The buzz of wings in her ears transmutes to crashing waves, and instead of diapers and fruit and oatmeal she smells turpentine, linseed oil, the meager blots of paint on her palettes. And curry, left in the air from Avery’s dinner the night before, the scent that had greeted her as she walked into the kitchen, hot, tired, yoked with her suitcase and bags of fading vegetables.
“Ah, you are home now! And Emily is having her baby?” He’d beamed, as if beside himself to see her back, and heaped her a plate of basmati rice. She realized that with Bernadette in Sri Lanka the empty house must have seemed very lonely, and so she ate her dinner in the kitchen with him, just to be polite. They sat facing each other and sweating at the rusting, unstable TV tables he and Bernadette always ate on. She showed him the zucchini and tomatoes and basil she brought from Connecticut, and over their curry he boomed for her a long speech on Sri Lankan produce. She finally interrupted to ask if anyone had called while she was gone, if there were any messages. Only her parents, he told her. They were missing her, looking for her, sounding worried, why was she not answering her cell? No, no, there is no emergency, but they called many times; they will call again tomorrow. She must be missing them, too, he stated loudly, When is she going home, Why did she not tell them she was going to Emily’s, She must call them, She must let them know she is fine, When is she going home? All proclaimed in his thundering voice, yelling rebuke at her, chastising her stubborn, pointless flight, her hideous self-indulgent selfishness, and she winced over her plate. Then she remembered how he and Bernadette used to yell at each other, blasting the house with their lilts, how she used to cringe, sitting on her bed and eating her dinner in her room upstairs, at the harsh familiar clap of their words until the day she realized, spotting the beige plastic snailed in each of their ears, they were both just hard of hearing.
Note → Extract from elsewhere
Issue #733, opened 2019-04-27
REST APIs for Durable Entities


cgillum:
The patterns of interaction are different between entities and orchestrations. I think it makes sense to give entities their own REST APIs separate from orchestrations. Some ideas:

### Signaling an entity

She promised Avery in a modified return yell that she’d call her parents first thing in the morning. He nodded, satisfied. What an idiot she was, to think Marty might have called, looking for her. Wondering when she was coming back. She hadn’t called him from Connecticut. Let him wait for the phone to ring, she’d thought. Let him wonder about her, what she was doing, what kind of small or large gap his absence might be creating in her carefully occupied-else-where day. Let him wonder if the lack of him digs in sharp, if it leaves a print. Or if it’s just rinsed away, like a footshape in sand swirls off to grainy water beneath a wave.
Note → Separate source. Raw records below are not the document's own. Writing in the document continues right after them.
PR #741, opened 2019-04-30
Add support for Redis provider

ConnorMcMahon:


src/WebJobs.Extensions.DurableTask/OrchestrationServiceFactory.cs
```diff
@@ -179,12 +182,46 @@ public EmulaterOrchestrationServiceFactory(DurableTaskOptions options)
...
+                this.defaultTaskHubService = new RedisOrchestrationService(new RedisOrchestrationServiceSettings()
+                {
+                    TaskHubName = options.HubName,
+                    RedisConnectionString = this.redisConnectionString,
+                });
+            }
+
+            public IOrchestrationServiceClient GetOrchestrationClient(OrchestrationClientAttribute attribute)
+            {
+                if (string.IsNullOrEmpty(attribute.TaskHub))
```
cgillum: In addition to this, if a `TaskHub` value is specified and its the same name as `defaultTaskHubService.HubName`, we should also return `this.defaultTaskHubService`.

cgillum:
Looks like we need to add **DurableTask.Redis** to the myget feed.

src/WebJobs.Extensions.DurableTask/OrchestrationServiceFactory.cs
ConnorMcMahon: Good catch. That may have been the reason behind one of the scenarios not working that I thought should have.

It’s Friday night, she thought, watching Avery chew. He must be at Itzak’s for shabbes dinner. Practically down the street. She pictured the family singing like some flame-of-God, End of Days church choir, Itzak pouring her a fat snifter of brandy, Marty nudging over his prayer book so she could see, under the table placing her hand on his thigh.
She didn’t bother to ask Avery if anyone else called. Instead, she inquired if he’d heard from Bernadette, how she was doing.
“Yes, she is calling me from home every Sunday. The surgery for cataracts is very successful. I am very relieved.”